Besides the extensive deployment of smart phones and related technologies, there are a few other elements that make this situation particularly opportunistic: 1) Over the last few years there has been an incredible rise in participatory culture around social media; 2) The devices’ incredible power packs an extreme opportunity in a small, portable package; 3) While very sophisticated and powerful, they are easy to use; 4) The programmatic cost for the technology is relatively inexpensive; 5) Their location awareness adds capacity not found in most desktop and laptop computers; and 6) There’s ample evidence that irrespective of culture, age, gender or geography, people are willing and able to use these technologies.
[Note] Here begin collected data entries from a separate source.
PR #5340, opened 2018-11-23
Use install(1) instead of mkdir(1) + chown(8)

rjc:
Two-step action can be reduced to a single step - fewer things to type, fewer mistakes to make :^)

-----

### DIFF
--- a/Library/Homebrew/diagnostic.rb
+++ b/Library/Homebrew/diagnostic.rb
@@ -311,8 +311,7 @@ module Homebrew
           #{not_exist_dirs.join("\n")}
 
           You should create these directories and change their ownership to your account.
-            sudo mkdir -p #{not_exist_dirs.join(" ")}
-            sudo chown -R $(whoami) #{not_exist_dirs.join(" ")}
+            sudo install -d -o $(whoami) #{not_exist_dirs.join(" ")}
         EOS
       end
 
--- a/Library/Homebrew/diagnostic.rb
+++ b/Library/Homebrew/diagnostic.rb
@@ -311,7 +311,7 @@ module Homebrew
           #{not_exist_dirs.join("\n")}
 
           You should create these directories and change their ownership to your account.
-            sudo install -d -o $(whoami) #{not_exist_dirs.join(" ")}
+            sudo install -d -o $(id -un) #{not_exist_dirs.join(" ")}
         EOS
       end
 
@@ -326,7 +326,7 @@ module Homebrew
           #{not_writable_dirs.join("\n")}
 
           You should change the ownership of these directories to your user.
-            sudo chown -R $(whoami) #{not_writable_dirs.join(" ")}
+            sudo chown -R $(id -un) #{not_writable_dirs.join(" ")}
         EOS
       end
 


rjc:
The 2nd commit replaces usage of the obsoleted whoami(1) utility with the id(1) one.

MikeMcQuaid:
Would rather leave this as-is, sorry. It's easier to understand any individual failures when it's two steps. We've also not had any problems with this approach.

rjc:
Understood. What about the 2nd commit - using utilities marked as *obsolete*?

vitorgalvao:
@MikeMcQuaid I agree, but maybe changing the `whoami` to `id -un` makes sense. `man whoami` says in the description:

> The whoami utility has been obsoleted by the id(1) utility, and is equivalent to ``id -un''.

MikeMcQuaid:
If it's changed consistently everywhere: we'll consider it. I don't personally see the need to change something that is working fine, though. I'd be interested whether that message still applies on e.g. 10.5 and in general whether it behaves identically in literally every situation on every OS. Regardless, I'm still not sure it's worth the change until it's actually fixing user issues.

As a personal preference I also find `whoami` infinitely more readable than `id -un` which doesn't even have the ability to do e.g. `id --effective-user-id --name` for readability.

rjc:
id(1) is a [`POSIX`](https://pubs.opengroup.org/onlinepubs/9699919799/utilities/id.html) utility - whoami(1) is **not**

Short, single-dash options, as specified by `POSIX`, are available on any `POSIX`-compliant OS - double-dash options are `GNU` extensions specific *mostly* to `Linux`.

And yes - `whoami` and `id -un` **are** equivalent - the latter construct is specifically for `whoami` backward-compatibility.

MikeMcQuaid:
> id(1) is a [`POSIX`](https://pubs.opengroup.org/onlinepubs/9699919799/utilities/id.html) utility - whoami(1) is **not**

This makes literally no difference to Homebrew which only targets macOS and Linux both of which provide `whoami`.

> Short, single-dash options, as specified by `POSIX`, are available on any `POSIX`-compliant OS - double-dash options are `GNU` extensions specific _mostly_ to `Linux`.

Many, many non-GNU tools provide double-dash options. They are significantly more readable which is why they are preferable. If no POSIX utilities ever provide them: that's a pretty strong argument _against_ us using them.

MikeMcQuaid:
> So are you interested in `id`'s behaviour on every OS or just `macOS` and `Linux`? :^)

I should have elaborated "every OS we attempt to support" which is just macOS and Linux.

vitorgalvao:
> apart from the fact that `whoami(1)` utility, which comes from `2BSD` BTW, has been deprecated for [_at least_ 25 years](https://www.freebsd.org/cgi/man.cgi?query=whoami)?

To me, that’s an argument to not stop using `whoami`. If it’s been deprecated for 25 years but it’s still here and working, will it ever be removed, really?

> > Many, many non-GNU tools provide double-dash options.
> 
> True... unfortunately.

You lost me there. Very few tools provide long-form options without a short-form equivalent, so what’s the problem?

> > They are significantly more readable which is why they are preferable.
> 
> Debatable. I prefer short, i.e. single-dash and single letter, options

Single letter options are fine when you’re writing commands interactively. When you’re typing a script, long-form options are better *every time* because they are clearer.

> quicker (less typing)

Which is irrelevant on a script. Comprehension (readability) later on is way more important.

> (long options are just asking for a typo!).

If you mistype a long-form option, you get an error. If you mistype a short-form option, you may activate a different option and screw up you work.

> At the end of the day, what are manual pages for, then!?

They’re definitely not for you to need to keep them open and reference multiple times when reading a single line of a script. With long-form options, you at least have a chance of understanding what is happening without needing to read the `man` pages.

Are you advocating that it’s fine for interfaces to be confusing as long as they have a manual? That literally gets people killed.

> > If no POSIX utilities ever provide them: that's a pretty strong argument _against_ us using them.
> 
> No sure if I understand correctly - strong argument **against** using `POSIX` utilities?

Yes. If being POSIX doesn’t offer any benefit over the alternative (in our use cases) but it does offer disadvantages (again, for our desired usage), there’s no point to using them.

rjc:
@MikeMcQuaid 

> I should have elaborated "every OS we attempt to support" which is just macOS and Linux.

Then there's no issue here - they behave **exactly** the same way. That's one of the arguments **for** `POSIX` - portability!

rjc:
@vitorgalvao 

> > No sure if I understand correctly - strong argument against using POSIX utilities?
>
> Yes. If being POSIX doesn’t offer any benefit over the alternative (in our use cases) but it does offer disadvantages (again, for our desired usage), there’s no point to using them.

You do know *what* `POSIX` is and *why* it is there, right?

vitorgalvao:
> You do know _what_ `POSIX` is and _why_ it is there, right?

I also know what the statue of liberty is and why it’s there. It doesn’t mean it’s useful for the goals of the project.

> Then there's no issue here - they behave **exactly** the same way. That's one of the arguments **for** `POSIX` - portability!

Again, portability for portability’s sake means nothing. We don’t need that portability for the systems we act on. We are arguing that *in this case*, readability trumps portability (because we don’t need that portability and care about readability).

rjc:
@vitorgalvao

> > apart from the fact that `whoami(1)` utility, which comes from `2BSD` BTW, has been deprecated for [_at least_ 25 years](https://www.freebsd.org/cgi/man.cgi?query=whoami)?
> 
> To me, that’s an argument to not stop using `whoami`. If it’s been deprecated for 25 years but it’s still here and working, will it ever be removed, really?

Utility has been deprecated - it even says so in the manual page -
`id(1)` is the replacement and is also portable (`POSIX`).

*- Nah, we're good - not changing*.

Do you see where I am going with this? Yes, that kind of approach
contributes to the above problem.

> > At the end of the day, what are manual pages for, then!?
> 
> They’re definitely not for you to need to keep them open and reference multiple times when reading a single line of a script. With long-form options, you at least have a chance of understanding what is happening without needing to read the `man` pages.
> 
> Are you advocating that it’s fine for interfaces to be confusing as long as they have a manual? That literally gets people killed.

I'm advocating for reading manual pages, lack of which I consider a bug.

rjc:
On Fri, Nov 23, 2018 at 06:00:01PM GMT, Vítor Galvão wrote:
> > You do know _what_ `POSIX` is and _why_ it is there, right?
> 
> I also know what the statue of liberty is and why it’s there. It doesn’t mean it’s useful for the goals of the project.
> 
> > Then there's no issue here - they behave **exactly** the same way. That's one of the arguments **for** `POSIX` - portability!
> 
> Again, portability for portability’s sake means nothing. We don’t need that portability for the systems we act on. We are arguing that *in this case*, readability trumps portability (because we don’t need that portability and care about readability).

Well, you support two distinct Unix families - the *BSDs and Linux - so
portability *is* important to you, at least at some level.
Ironically, `POSIX` made the job much easier! ;^)

Anyway, this was the part that has clearly confused me.

Also, I should have spotted `set +o posix` earlier.

Thanks for clarifying.

/me shrugs

rjc:
@vitorgalvao

> > apart from the fact that `whoami(1)` utility, which comes from `2BSD` BTW, has been deprecated for [_at least_ 25 years](https://www.freebsd.org/cgi/man.cgi?query=whoami)?
> 
> To me, that’s an argument to not stop using `whoami`. If it’s been deprecated for 25 years but it’s still here and working, will it ever be removed, really?

Utility has been deprecated - it even says so in the manual page -
`id(1)` is the replacement and is also portable (`POSIX`).

*- Nah, we're good - not changing*.

Do you see where I am going with this? Yes, that kind of approach
contributes to the above problem.

> > At the end of the day, what are manual pages for, then!?
> 
> They’re definitely not for you to need to keep them open and reference multiple times when reading a single line of a script. With long-form options, you at least have a chance of understanding what is happening without needing to read the `man` pages.
> 
> Are you advocating that it’s fine for interfaces to be confusing as long as they have a manual? That literally gets people killed.

I'm advocating for reading manual pages, lack of which I consider a bug.

rjc:
> > You do know _what_ `POSIX` is and _why_ it is there, right?
> 
> I also know what the statue of liberty is and why it’s there. It doesn’t mean it’s useful for the goals of the project.
> 
> > Then there's no issue here - they behave **exactly** the same way. That's one of the arguments **for** `POSIX` - portability!
> 
> Again, portability for portability’s sake means nothing. We don’t need that portability for the systems we act on. We are arguing that *in this case*, readability trumps portability (because we don’t need that portability and care about readability).

Well, you support two distinct Unix families - the *BSDs and Linux - so
portability *is* important to you, at least at some level.
Ironically, `POSIX` made the job much easier! ;^)

Anyway, this was the part that has clearly confused me.

Also, I should have spotted `set +o posix` earlier.

Thanks for clarifying.

/me shrugs

MikeMcQuaid:
Thanks for the conversation but let’s leave this one now.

The mHealth Alliance, a partnership hosted by the United Nations Foundation and the Vodafone Foundation that supports research and advocates for broader use of mobile-based or mobile-enhanced solutions to complex maternal and child health issues around the globe, has driven a major effort around mHealth.
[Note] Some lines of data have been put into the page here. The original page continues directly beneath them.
PR #5343, opened 2018-11-24
Added Utils::Shell.subshell for embedding capturing subshells

kevinastone:
This should improve diagnostic messages on the fish-shell which doesn't
use `$()` for capturing the subshell output.

-----

### DIFF
--- a/Library/Homebrew/cmd/log.rb
+++ b/Library/Homebrew/cmd/log.rb
@@ -3,6 +3,7 @@
 #:    recognizes can be passed before the formula list.
 
 require "formula"
+require "utils/shell"
 
 module Homebrew
   module_function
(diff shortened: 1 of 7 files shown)


MikeMcQuaid:
I'm unconvinced it's worth altering the readability of all of these strings to support `fish` which is used by a very small minority of Homebrew users. @Homebrew/maintainers thoughts?

zbeekman:
In general I'm in favor of increasing portability and generality across shells; however, this case strikes me as borderline. The changes do not reduce legibility by much IMO, but I do think it will be hard to remember to *consistently* use `Utils::shell.subshell()` over `$()`. Ruby is great for its expressiveness, and syntactic sugar: If there were a more natural feeling or euphemistic way of accomplishing this without undue increase in complexity it could be worth it, IMO. I'll defer to others here, happy either way.

MikeMcQuaid:
Passing on this then, sorry @kevinastone!

reitermarkus:
> @Homebrew/maintainers thoughts?

I'm using `fish`, so I'd be in favour of this.

kevinastone:
Let me know if you think #5348 is more acceptable.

Over time I will provide more entries to this blog about the use of mobile technologies for health, but I’d like to recommend two readings before I finish this entry. The first is a United Nations Foundation Report titled mHealth for Development. This report was released near the end of 2009, and it is a detailed overview of the potential for mobile health technologies for promoting health and preventing disease globally with primary attention to maternal and child health issues. The focus of the report is on the developing world, but it is relatively easy to see how the concepts underlying the application of such technologies can be applied anywhere, including in middle and upper income countries.

Brian Dolan
The last piece I’d like to add is based on a presentation made on March 16, 2011 at South by Southwest (SXSW) in Austin, Texas. Four panelists outlined what they called “landmines” in the way current developers and professionals use mobile health technologies. Brian Dolan, editor of MobileHealthNews, did an excellent job of summarizing and critiquing what John DeSouza, president and CEO of MedHelp; BJ Fogg, head of the Stanford Persuasive Technology Lab; Margie Morris, clinical psychologist and senior researcher at Intel Labs; and Jane Sarasohn-Kahn, a health economist at Health 2.0 Advisors, presented at the meeting. You can find Dolan’s summary in the March 16, 2011 edition of mobihealthnews. I suggest that you consider that these “landmines” are not limited to just mhealth interventions but could also be applied to public health interventions in general.

I want to close by referencing a meeting that anyone interested in these issues should consider attending. The mHealthSummit will take place from December 5 to 7, 2011 at the Gaylord National Resort and Convention Center, Washington, DC. Many people in public health may have missed the 2010 mHealthSummit because it overlapped with the annual meeting of the American Public Health Association. This year the organizers have changed the date to allow public health practitioners, researchers and policy-makers to attend. I highly recommended this meeting.